- What is required: Where the records below show the word "fine" in a line, please copy that line.

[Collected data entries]
◇ ◇ ◇ ◇ ◇ ◇ ◇

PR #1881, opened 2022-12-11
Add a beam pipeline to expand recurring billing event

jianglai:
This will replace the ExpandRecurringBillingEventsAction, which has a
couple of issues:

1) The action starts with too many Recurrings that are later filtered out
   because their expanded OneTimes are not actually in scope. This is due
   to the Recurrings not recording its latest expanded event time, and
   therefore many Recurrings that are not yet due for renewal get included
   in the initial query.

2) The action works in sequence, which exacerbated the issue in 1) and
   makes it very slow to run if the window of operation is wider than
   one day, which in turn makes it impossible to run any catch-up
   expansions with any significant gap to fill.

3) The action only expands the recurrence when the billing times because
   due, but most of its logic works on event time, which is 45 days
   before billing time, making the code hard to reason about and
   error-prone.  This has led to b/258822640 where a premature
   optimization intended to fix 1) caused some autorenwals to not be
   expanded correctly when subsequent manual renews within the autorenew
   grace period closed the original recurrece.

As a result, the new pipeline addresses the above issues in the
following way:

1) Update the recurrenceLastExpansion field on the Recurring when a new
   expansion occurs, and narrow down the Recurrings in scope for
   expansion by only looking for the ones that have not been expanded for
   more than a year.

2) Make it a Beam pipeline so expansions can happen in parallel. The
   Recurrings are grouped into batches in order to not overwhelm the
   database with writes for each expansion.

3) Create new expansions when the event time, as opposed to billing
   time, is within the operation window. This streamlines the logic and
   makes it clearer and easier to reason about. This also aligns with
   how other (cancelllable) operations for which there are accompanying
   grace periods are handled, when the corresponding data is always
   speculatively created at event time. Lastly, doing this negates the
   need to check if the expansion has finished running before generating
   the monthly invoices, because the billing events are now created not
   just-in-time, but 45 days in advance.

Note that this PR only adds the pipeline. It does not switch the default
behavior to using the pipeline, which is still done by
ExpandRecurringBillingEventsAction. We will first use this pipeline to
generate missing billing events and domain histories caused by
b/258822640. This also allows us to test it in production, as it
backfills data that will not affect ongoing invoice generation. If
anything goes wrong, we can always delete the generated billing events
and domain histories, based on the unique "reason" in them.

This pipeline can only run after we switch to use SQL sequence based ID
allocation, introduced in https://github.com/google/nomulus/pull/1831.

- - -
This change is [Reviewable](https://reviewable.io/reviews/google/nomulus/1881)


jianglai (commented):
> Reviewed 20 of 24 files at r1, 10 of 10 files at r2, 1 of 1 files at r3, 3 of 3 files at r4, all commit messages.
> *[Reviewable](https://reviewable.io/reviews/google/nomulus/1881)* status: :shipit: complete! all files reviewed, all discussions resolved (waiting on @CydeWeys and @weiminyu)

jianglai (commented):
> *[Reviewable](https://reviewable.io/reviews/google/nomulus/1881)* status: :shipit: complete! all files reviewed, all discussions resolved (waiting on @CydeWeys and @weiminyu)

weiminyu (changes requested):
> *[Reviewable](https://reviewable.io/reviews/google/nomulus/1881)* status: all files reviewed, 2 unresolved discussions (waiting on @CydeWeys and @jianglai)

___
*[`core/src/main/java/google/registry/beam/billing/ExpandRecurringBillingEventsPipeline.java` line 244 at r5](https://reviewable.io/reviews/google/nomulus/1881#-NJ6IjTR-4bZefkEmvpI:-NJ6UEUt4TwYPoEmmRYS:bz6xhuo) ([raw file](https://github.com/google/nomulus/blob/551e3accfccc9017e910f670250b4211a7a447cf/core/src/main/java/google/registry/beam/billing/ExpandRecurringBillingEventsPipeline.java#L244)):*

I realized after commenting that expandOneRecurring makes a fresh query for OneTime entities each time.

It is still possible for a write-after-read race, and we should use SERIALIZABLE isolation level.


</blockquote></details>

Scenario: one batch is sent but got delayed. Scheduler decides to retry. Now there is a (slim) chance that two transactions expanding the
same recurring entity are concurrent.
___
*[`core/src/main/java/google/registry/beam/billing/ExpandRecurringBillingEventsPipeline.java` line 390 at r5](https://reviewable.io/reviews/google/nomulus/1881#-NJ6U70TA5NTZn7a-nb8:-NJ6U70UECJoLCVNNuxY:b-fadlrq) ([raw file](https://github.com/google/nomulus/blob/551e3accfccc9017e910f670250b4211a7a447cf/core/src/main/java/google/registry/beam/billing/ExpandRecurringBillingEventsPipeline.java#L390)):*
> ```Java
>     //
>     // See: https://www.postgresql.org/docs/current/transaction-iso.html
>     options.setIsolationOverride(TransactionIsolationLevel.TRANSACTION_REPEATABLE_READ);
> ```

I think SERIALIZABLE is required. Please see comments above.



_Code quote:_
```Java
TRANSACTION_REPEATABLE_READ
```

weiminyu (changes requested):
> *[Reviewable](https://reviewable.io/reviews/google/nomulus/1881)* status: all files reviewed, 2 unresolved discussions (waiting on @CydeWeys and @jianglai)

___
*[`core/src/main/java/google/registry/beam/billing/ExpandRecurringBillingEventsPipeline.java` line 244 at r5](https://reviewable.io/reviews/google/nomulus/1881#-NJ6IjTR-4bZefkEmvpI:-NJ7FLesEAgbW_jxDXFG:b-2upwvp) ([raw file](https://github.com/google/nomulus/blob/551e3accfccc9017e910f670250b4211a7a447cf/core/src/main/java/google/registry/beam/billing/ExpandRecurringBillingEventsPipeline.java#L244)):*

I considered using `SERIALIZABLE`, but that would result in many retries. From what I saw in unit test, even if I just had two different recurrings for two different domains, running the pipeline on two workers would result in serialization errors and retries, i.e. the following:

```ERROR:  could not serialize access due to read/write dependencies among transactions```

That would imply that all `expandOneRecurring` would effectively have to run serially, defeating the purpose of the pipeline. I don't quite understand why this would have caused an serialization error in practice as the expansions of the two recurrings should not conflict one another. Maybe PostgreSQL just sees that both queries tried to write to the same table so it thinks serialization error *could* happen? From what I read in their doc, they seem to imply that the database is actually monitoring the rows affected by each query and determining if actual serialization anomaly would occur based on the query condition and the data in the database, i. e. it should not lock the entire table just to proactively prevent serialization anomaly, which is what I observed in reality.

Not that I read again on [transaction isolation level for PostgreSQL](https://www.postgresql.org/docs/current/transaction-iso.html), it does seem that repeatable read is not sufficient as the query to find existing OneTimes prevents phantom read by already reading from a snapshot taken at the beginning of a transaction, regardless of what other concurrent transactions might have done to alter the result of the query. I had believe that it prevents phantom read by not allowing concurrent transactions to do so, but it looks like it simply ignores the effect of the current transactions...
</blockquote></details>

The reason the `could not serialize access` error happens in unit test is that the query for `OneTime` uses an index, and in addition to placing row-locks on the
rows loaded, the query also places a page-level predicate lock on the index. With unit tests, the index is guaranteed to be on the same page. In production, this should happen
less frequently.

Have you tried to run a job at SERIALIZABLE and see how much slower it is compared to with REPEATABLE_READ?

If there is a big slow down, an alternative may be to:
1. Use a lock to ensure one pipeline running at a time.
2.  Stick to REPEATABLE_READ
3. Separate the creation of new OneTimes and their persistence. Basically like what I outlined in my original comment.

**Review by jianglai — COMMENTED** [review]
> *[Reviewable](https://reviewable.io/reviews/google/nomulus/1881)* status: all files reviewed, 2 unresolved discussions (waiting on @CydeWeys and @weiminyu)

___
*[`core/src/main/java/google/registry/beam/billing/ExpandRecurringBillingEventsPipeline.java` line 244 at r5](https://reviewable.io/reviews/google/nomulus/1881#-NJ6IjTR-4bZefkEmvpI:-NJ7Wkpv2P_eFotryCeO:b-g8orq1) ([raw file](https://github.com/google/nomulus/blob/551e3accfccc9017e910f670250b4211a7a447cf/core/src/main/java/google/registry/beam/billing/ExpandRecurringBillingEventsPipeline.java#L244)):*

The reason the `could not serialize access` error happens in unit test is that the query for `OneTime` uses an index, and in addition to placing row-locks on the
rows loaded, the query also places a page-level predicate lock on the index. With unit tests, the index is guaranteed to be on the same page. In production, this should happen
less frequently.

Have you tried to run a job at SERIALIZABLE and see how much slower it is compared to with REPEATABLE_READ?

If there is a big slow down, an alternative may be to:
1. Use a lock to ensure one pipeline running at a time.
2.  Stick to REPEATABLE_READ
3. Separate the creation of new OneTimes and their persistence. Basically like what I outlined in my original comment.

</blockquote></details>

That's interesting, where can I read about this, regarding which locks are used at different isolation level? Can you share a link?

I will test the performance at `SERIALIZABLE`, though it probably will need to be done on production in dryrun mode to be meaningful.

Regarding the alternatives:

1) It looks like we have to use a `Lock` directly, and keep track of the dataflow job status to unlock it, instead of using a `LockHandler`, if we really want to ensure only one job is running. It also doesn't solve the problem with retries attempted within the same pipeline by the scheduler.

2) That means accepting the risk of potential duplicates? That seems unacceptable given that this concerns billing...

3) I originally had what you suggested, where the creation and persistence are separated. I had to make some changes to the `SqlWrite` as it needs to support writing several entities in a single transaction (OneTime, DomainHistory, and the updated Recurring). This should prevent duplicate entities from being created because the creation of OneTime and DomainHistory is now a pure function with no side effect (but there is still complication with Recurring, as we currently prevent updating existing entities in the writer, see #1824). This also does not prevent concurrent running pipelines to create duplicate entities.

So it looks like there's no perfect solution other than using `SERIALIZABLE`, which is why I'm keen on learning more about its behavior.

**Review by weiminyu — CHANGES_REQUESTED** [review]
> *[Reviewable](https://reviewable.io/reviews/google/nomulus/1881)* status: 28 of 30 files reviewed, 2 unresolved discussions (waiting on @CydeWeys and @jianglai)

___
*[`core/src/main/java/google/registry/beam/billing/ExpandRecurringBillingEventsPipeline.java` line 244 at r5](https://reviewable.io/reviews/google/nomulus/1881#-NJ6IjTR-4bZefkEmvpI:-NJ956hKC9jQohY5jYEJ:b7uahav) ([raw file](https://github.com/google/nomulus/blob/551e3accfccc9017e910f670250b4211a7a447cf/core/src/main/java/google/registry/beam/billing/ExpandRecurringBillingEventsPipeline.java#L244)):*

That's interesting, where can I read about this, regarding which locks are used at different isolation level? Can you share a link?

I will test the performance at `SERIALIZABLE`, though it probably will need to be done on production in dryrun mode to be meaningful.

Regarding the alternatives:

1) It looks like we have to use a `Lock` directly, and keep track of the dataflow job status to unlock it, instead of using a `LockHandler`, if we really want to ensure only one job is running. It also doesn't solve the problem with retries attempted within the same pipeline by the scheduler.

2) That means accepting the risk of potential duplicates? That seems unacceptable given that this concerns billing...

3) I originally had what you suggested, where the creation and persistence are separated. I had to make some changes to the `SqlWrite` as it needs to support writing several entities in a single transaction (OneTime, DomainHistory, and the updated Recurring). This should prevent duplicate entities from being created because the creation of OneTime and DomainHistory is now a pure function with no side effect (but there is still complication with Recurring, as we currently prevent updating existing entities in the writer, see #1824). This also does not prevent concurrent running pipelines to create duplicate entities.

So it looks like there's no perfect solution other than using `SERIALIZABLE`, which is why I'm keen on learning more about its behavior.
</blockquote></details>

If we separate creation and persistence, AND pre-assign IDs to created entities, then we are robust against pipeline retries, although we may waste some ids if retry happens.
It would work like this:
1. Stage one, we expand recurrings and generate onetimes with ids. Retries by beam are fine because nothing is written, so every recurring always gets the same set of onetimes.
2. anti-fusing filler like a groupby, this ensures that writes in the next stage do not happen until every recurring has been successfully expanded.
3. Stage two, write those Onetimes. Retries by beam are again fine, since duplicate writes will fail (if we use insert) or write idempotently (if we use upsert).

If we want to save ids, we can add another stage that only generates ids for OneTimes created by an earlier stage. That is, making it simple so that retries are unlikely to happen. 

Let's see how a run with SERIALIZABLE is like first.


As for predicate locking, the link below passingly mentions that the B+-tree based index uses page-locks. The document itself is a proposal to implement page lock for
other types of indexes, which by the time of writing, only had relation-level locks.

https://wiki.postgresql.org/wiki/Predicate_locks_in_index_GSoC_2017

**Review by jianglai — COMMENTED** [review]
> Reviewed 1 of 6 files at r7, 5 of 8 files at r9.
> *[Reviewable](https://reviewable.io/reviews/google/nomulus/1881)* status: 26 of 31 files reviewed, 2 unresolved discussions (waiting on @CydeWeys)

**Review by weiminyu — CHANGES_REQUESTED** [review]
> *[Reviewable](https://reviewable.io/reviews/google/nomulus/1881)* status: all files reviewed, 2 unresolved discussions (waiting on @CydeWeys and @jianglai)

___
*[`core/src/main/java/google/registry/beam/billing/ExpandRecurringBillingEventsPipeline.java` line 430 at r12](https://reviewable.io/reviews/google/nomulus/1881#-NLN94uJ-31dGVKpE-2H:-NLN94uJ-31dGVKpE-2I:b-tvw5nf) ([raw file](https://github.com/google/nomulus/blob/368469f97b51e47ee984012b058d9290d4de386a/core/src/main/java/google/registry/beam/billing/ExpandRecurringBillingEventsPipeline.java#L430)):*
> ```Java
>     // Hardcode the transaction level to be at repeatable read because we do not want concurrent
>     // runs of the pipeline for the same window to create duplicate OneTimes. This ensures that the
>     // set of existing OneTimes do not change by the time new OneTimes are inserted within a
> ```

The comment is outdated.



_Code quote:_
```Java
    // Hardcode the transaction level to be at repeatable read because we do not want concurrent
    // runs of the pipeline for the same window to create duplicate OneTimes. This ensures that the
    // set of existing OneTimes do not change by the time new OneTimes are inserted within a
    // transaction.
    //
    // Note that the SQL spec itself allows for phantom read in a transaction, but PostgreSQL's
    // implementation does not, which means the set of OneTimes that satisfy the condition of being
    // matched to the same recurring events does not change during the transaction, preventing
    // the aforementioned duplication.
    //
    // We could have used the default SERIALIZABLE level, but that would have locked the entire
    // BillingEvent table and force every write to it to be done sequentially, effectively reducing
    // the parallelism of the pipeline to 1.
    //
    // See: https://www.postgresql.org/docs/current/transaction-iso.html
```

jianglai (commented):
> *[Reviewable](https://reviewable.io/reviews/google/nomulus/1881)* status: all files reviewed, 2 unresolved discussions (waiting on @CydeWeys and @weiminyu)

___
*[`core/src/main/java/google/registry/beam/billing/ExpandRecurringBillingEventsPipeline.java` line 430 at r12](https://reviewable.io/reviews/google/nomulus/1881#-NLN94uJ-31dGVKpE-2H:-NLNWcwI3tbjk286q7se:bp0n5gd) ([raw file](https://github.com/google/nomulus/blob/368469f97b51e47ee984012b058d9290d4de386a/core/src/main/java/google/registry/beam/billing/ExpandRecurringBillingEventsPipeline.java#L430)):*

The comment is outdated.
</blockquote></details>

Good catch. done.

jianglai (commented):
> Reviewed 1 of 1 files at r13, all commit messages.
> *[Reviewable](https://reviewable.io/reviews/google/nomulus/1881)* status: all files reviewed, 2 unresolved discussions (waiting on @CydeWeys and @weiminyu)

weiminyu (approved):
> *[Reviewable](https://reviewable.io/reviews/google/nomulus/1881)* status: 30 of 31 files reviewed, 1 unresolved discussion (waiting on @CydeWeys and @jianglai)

◇ ◇ ◇ ◇ ◇ ◇ ◇

- Solution:
1. Stage one, we expand recurrings and generate onetimes with ids. Retries by beam are fine because nothing is written, so every recurring always gets the same set of onetimes.
3. Stage two, write those Onetimes. Retries by beam are again fine, since duplicate writes will fail (if we use insert) or write idempotently (if we use upsert).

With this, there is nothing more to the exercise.